-- The task --
Read the data, and whenever a line holds the word "they", report that line.

BEGIN Material to process

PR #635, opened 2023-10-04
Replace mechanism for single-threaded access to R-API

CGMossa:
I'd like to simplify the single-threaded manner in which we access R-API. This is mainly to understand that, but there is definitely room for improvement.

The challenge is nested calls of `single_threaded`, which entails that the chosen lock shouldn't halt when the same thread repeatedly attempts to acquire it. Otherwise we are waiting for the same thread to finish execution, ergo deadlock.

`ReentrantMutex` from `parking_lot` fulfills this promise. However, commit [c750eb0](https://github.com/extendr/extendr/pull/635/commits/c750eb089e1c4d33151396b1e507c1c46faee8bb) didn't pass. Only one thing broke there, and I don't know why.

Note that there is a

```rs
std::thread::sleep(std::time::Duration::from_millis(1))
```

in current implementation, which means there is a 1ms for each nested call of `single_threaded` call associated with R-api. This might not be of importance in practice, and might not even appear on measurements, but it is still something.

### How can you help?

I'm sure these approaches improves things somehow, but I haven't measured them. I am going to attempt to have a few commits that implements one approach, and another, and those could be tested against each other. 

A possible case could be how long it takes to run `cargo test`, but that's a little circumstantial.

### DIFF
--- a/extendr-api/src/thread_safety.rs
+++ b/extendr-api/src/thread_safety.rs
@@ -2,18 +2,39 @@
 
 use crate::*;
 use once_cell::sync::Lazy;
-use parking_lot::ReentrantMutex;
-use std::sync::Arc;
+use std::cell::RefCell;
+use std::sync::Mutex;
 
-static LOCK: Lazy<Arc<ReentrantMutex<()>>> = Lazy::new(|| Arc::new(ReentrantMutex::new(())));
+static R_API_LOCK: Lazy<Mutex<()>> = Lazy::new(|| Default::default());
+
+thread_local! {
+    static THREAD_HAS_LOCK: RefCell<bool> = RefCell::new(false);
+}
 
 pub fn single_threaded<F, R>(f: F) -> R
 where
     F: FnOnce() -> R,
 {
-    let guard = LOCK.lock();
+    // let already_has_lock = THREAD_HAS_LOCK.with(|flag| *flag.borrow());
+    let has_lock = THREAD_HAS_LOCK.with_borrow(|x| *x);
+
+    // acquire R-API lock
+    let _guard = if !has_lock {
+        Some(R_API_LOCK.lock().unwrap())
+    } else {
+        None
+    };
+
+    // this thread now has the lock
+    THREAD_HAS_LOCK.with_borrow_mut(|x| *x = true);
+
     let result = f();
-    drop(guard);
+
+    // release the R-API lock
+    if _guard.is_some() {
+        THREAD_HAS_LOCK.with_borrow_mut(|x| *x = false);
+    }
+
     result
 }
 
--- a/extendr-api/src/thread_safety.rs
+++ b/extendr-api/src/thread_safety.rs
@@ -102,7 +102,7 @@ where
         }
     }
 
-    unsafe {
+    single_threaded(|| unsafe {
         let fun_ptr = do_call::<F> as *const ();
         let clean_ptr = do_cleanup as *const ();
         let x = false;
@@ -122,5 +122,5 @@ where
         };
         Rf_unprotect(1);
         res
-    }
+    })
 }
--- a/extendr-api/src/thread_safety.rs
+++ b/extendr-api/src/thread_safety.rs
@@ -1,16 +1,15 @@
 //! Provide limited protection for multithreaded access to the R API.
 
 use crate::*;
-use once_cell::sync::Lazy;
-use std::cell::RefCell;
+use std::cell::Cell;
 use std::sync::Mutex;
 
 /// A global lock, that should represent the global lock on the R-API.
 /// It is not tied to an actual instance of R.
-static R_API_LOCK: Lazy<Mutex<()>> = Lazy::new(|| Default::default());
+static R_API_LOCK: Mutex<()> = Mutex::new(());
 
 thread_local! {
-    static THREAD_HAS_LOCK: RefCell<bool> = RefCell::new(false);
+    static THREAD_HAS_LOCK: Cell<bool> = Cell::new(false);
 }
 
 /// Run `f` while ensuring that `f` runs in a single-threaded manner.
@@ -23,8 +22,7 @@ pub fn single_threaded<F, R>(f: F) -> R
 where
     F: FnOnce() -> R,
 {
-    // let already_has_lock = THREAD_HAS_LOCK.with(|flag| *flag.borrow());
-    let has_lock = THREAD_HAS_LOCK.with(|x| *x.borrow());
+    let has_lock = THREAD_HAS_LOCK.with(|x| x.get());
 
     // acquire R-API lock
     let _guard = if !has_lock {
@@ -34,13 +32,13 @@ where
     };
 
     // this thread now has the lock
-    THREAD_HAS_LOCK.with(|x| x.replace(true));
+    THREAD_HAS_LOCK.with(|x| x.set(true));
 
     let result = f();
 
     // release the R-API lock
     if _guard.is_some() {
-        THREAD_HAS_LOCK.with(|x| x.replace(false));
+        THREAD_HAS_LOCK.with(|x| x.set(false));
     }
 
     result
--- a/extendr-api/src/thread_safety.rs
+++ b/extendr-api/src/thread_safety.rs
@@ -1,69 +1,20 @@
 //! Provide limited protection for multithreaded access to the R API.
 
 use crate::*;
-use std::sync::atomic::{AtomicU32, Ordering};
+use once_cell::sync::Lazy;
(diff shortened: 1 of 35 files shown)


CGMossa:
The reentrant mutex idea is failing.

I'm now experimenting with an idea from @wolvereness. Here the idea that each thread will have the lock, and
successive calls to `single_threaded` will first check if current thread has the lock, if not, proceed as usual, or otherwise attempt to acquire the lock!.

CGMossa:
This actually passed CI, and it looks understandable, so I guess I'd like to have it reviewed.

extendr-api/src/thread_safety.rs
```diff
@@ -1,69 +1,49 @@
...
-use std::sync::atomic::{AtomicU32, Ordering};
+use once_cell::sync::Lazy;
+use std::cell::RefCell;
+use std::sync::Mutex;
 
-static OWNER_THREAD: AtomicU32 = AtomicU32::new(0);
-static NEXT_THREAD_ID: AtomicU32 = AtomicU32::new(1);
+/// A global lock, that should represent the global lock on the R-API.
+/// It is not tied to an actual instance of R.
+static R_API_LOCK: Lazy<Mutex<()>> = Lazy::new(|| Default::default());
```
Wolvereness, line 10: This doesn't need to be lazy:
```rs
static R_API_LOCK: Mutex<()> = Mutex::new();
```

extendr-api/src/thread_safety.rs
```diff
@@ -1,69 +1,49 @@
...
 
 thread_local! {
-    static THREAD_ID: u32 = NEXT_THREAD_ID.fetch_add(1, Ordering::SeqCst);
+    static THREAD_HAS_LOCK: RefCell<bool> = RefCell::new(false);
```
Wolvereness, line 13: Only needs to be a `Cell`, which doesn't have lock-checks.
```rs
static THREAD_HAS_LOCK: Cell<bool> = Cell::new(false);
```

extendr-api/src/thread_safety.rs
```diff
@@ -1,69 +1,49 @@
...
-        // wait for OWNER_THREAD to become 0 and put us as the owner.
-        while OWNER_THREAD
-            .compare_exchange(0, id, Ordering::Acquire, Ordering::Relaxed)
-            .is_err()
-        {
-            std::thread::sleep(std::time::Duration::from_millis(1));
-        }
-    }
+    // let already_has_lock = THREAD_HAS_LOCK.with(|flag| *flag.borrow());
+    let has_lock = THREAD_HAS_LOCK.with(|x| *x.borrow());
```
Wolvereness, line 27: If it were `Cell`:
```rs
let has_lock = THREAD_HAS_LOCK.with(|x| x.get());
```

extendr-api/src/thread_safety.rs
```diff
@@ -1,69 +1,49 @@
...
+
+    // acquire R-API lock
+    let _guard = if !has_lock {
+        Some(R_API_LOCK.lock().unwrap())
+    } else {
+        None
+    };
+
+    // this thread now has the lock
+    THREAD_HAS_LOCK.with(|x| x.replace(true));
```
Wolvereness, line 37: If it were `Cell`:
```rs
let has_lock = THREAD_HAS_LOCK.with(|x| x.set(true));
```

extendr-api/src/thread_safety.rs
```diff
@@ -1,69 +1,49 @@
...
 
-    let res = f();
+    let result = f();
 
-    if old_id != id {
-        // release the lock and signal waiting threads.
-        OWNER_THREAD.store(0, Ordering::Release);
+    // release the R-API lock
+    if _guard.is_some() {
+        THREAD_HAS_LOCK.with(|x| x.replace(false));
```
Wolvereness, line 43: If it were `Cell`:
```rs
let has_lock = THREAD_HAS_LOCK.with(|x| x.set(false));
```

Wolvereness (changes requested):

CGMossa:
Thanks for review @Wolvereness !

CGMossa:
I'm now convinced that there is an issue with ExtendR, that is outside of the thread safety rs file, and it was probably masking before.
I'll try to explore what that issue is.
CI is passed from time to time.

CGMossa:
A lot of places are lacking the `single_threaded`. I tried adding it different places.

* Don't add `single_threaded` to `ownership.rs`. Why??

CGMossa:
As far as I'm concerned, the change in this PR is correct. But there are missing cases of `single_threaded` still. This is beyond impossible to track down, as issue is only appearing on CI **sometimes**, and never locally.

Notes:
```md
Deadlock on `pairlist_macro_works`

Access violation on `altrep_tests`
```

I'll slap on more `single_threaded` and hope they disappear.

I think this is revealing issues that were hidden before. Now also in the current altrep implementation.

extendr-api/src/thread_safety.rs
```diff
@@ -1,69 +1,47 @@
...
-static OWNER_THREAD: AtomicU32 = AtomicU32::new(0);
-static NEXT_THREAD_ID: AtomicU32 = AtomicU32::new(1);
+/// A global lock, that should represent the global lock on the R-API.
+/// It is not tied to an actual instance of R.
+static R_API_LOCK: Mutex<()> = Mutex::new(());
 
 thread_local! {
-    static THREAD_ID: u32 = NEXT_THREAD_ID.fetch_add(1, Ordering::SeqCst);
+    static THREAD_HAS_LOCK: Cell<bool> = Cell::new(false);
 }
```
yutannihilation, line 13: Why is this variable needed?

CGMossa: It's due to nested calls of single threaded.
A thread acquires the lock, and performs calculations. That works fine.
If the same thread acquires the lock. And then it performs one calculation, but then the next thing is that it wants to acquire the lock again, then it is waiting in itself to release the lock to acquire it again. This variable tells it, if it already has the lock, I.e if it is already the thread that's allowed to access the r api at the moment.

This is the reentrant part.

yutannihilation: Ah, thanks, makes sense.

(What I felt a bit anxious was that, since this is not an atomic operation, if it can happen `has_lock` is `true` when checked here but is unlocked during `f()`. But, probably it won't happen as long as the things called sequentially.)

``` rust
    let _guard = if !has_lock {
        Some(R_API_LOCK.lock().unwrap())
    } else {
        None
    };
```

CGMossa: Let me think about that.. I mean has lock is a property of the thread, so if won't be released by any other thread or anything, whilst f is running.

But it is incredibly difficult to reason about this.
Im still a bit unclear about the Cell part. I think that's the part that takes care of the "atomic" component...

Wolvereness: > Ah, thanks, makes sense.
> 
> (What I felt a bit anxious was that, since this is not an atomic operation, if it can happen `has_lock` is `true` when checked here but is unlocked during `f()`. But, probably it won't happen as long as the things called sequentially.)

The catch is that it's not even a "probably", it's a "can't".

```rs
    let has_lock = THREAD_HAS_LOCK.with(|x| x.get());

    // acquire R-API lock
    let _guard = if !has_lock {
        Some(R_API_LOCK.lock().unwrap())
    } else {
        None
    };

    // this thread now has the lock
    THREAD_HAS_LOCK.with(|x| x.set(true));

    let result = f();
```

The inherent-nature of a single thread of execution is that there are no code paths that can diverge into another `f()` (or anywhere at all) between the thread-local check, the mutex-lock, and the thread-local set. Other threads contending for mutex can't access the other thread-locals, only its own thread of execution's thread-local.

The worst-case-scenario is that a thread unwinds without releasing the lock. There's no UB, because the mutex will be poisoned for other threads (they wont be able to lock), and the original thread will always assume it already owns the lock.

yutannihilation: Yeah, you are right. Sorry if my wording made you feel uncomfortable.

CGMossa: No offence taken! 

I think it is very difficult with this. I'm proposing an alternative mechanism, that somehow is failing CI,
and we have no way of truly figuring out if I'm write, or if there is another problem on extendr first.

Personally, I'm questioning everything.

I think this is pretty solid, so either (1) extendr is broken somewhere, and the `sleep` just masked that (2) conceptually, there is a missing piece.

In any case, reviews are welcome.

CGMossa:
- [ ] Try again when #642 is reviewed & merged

END Material to process

-- Answer to the problem --
I'll slap on more `single_threaded` and hope they disappear.
The worst-case-scenario is that a thread unwinds without releasing the lock. There's no UB, because the mutex will be poisoned for other threads (they wont be able to lock), and the original thread will always assume it already owns the lock.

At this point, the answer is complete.